Stored items:
* * * *
PR #229, opened 2026-08-07
Fix the hidden sidebar's hover reveal: full-width peek that retracts without the native overlay's broken titlebar

jcuhnoio:
## What's here

With the sidebar hidden, hovering the pointer at the window's leading edge now peeks the sidebar out **at the width it had before it was hidden**, and it slides back in when the pointer leaves the sidebar (or the window). The toggle shortcut, the toolbar button, and dragging the collapsed column out all stay in sync — one press always does what the screen suggests it should. The peek is toggleable in **Settings → Appearance → Sidebar → "Peek sidebar when hidden"** (default on).

## Why

Hiding the sidebar left two native NSSplitView mechanisms armed, and both misbehave under Macterm's transparent titlebar:

- the **edge-hover reveal** (`revealsOnEdgeHoverInFullscreen`, default-on for sidebar items and — despite the name — active in windowed mode on Tahoe), and
- the windowed **"proactive peek"** (`_NSSplitViewCollapsedInteractionsView` trackers installed over every collapsed pane).

Hovering the left edge popped a *minimum-width* sidebar overlay that crammed the traffic lights against the toolbar, never retracted on mouse-out, and left `columnVisibility` desynced from `AppState.sidebarVisible`, so re-hiding took two shortcut presses. The proactive peek also races any concurrent uncollapse of the same column: its target state is freed mid-engage and `mouseExited:` → `-[NSSplitView _cancelProactivePeek]` crashes on it (`EXC_BAD_ACCESS`, from a real crash log).

## How

- `WindowAppearance` disables both native mechanisms: the reveal by clearing the item flag and re-running `_updateHasItemToRevealOnEdgeHover` (which derives "anything to reveal" solely from that flag and `canCollapse*` — verified by disassembly), the proactive peek by replacing its single gate `_canDoSidebarProactivePeek` with a constant NO (no per-item opt-out exists, and its trackers reinstall on every collapse, so anything less re-races). Every SPI touch is probed with `responds(to:)`; an OS that removes them degrades to the old quirk, never a crash.
- `MainWindow` implements the peek itself with a small `onContinuousHover` state machine: a 12px leading-edge strip slides the column out through the exact `columnVisibility` path the shortcut uses — so SwiftUI restores its remembered width and the titlebar lays out as for a pinned sidebar — and the pointer moving past the sidebar's width (+8px grace) or leaving the window slides it back. Peeking never flips the user's toggle state; pressing the shortcut while peeked pins the sidebar, and hiding it under the pointer won't instantly re-peek (the pointer must leave the strip once).
- `columnVisibility` changes that bypass AppState (toolbar button, drag-out of the collapsed column) now mirror back into `appState.sidebarVisible`, ending the two-presses-to-hide desync.
- The `firstSplitView`/`owningSplitViewController` view-walk helpers move from `SettingsView` to `WindowAppearance` so both windows share one copy.


jcuhnoio:
Here's a demo:

https://github.com/user-attachments/assets/42f0a5fb-f28e-4741-8c9c-4916ea533e1c

thdxg:
@jcuhnoio can you add a toggle to enable/disable this in the settings?

jcuhnoio:
Added in 662498d — **Settings → Appearance → Sidebar → "Peek sidebar when hidden"** (default on), with the caption "Slides the hidden sidebar out while the pointer rests at the window's left edge." The gate sits in the hover handler rather than on the modifier, so flipping it off mid-peek still retracts the column.

image

thdxg:
@jcuhnoio I ran this locally and ran into a bug where the sidebar width shrinks to minimum width when peeked. This bug only occurs sometimes. Not sure what triggers this

https://github.com/user-attachments/assets/d29fada7-478e-4aec-ade0-ce7e6faecec6

jcuhnoio:
Two behavior refinements to the peek since the last review:

**1. The sidebar button pins a peeked sidebar instead of hiding it** (afda2ef). While a peek is out, the sidebar's *configuration* is still "hidden" — the peek is just a transient view of it. When someone reaches for the toolbar button in that moment, they're acting on the state they've set and remember, not on the frame currently on screen: their mental model says "the sidebar is hidden, show it". So the button's collapse-while-peeking is reinterpreted as "show", pinning the sidebar, rather than yanking it away from under the pointer. (The keyboard shortcut already behaved this way.)

**2. The peek's expand/collapse animations are never interrupted** (d330156). Reversing the column animation mid-flight turned out to be the root of two bugs: it corrupts `NavigationSplitView`'s stored width metric, so a dragged sidebar width silently reverts to the default after a few fast peek cycles — and a re-peek racing our own collapse could deliver the collapse's `onChange` while `isPeeking` was already true again, which is indistinguishable from the toolbar-button signature from #1 and wrongly pinned the sidebar with hover left dead. Both directions now settle (0.4s bound) before the opposite transition runs: a too-quick exit queues the retraction behind the expand, a too-quick re-entry queues the peek behind the collapse (re-checked against the pointer's last position, since a parked pointer generates no further hover events to retry on), and a shortcut hide stamps the same collapse cooldown. Fast thrashing now yields a clean out-in-out rhythm at animation speed instead of mid-flight reversals. This also supersedes 3722925 (feeding the remembered width back as `ideal`) — with no interrupted animations the width memory never corrupts, so that layer was solving the wrong problem and is reverted.

thdxg:
LGTM!

PR #230, opened 2026-08-07
Refine tab-drag UX: workspace-only merging, one-icon split rows, fading titles

thdxg:
Stacked on #228 — the base branch `feat/tab-drag-to-split` mirrors that PR's head (68d4990) so this diff shows only the refinements. Once #228 lands, retarget this PR to `main` and delete the mirror branch.

Refinements to the tab-drag/split UX, verified in the running app with synthesized drags and screenshots against a hermetic instance.

## Tab merging happens on the workspace surface only

Dropping a tab onto another tab's sidebar row merged them, with a hover preview that tried to mirror the destination's layout — but a sidebar row is a poor canvas for previewing a split, and the interaction kept fighting the sidebar's other drop roles (reorder between rows, append on headers). The workspace drop already does this job with an honest placement grammar (whole-edge / divider / local pane split, previewed at real size), so within-sidebar merging is removed: the sidebar keeps reordering and cross-project moves, and merging happens by dragging a tab's row into the workspace. The row drop target, its preview machinery, the now-unreachable `AppState.mergeTab(intoTab:side:)` / `TerminalTab.adoptTree(side:)`, and their tests go with it; the workspace merge path is untouched.

## No split overlay for a tab dragged over its own workspace

Dragging a tab's sidebar row over the workspace that is already rendering that tab showed the split drop preview, but releasing could only self-merge — which `AppState.mergeTab` refuses — so the overlay promised a split that never happens. `PaneDropContext` now carries the rendered tab's id and the leaf delegates reject a matching `MovableTab` payload outright: no preview, drag image animates back.

## Split rows: one tab icon, chromeless divided title segments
* * * *
REQUIREMENT: Could you find each line in the entries that contains the string "crash" and copy it?

WRITTEN ANSWER:
Hovering the left edge popped a *minimum-width* sidebar overlay that crammed the traffic lights against the toolbar, never retracted on mouse-out, and left `columnVisibility` desynced from `AppState.sidebarVisible`, so re-hiding took two shortcut presses. The proactive peek also races any concurrent uncollapse of the same column: its target state is freed mid-engage and `mouseExited:` → `-[NSSplitView _cancelProactivePeek]` crashes on it (`EXC_BAD_ACCESS`, from a real crash log).
- `WindowAppearance` disables both native mechanisms: the reveal by clearing the item flag and re-running `_updateHasItemToRevealOnEdgeHover` (which derives "anything to reveal" solely from that flag and `canCollapse*` — verified by disassembly), the proactive peek by replacing its single gate `_canDoSidebarProactivePeek` with a constant NO (no per-item opt-out exists, and its trackers reinstall on every collapse, so anything less re-races). Every SPI touch is probed with `responds(to:)`; an OS that removes them degrades to the old quirk, never a crash.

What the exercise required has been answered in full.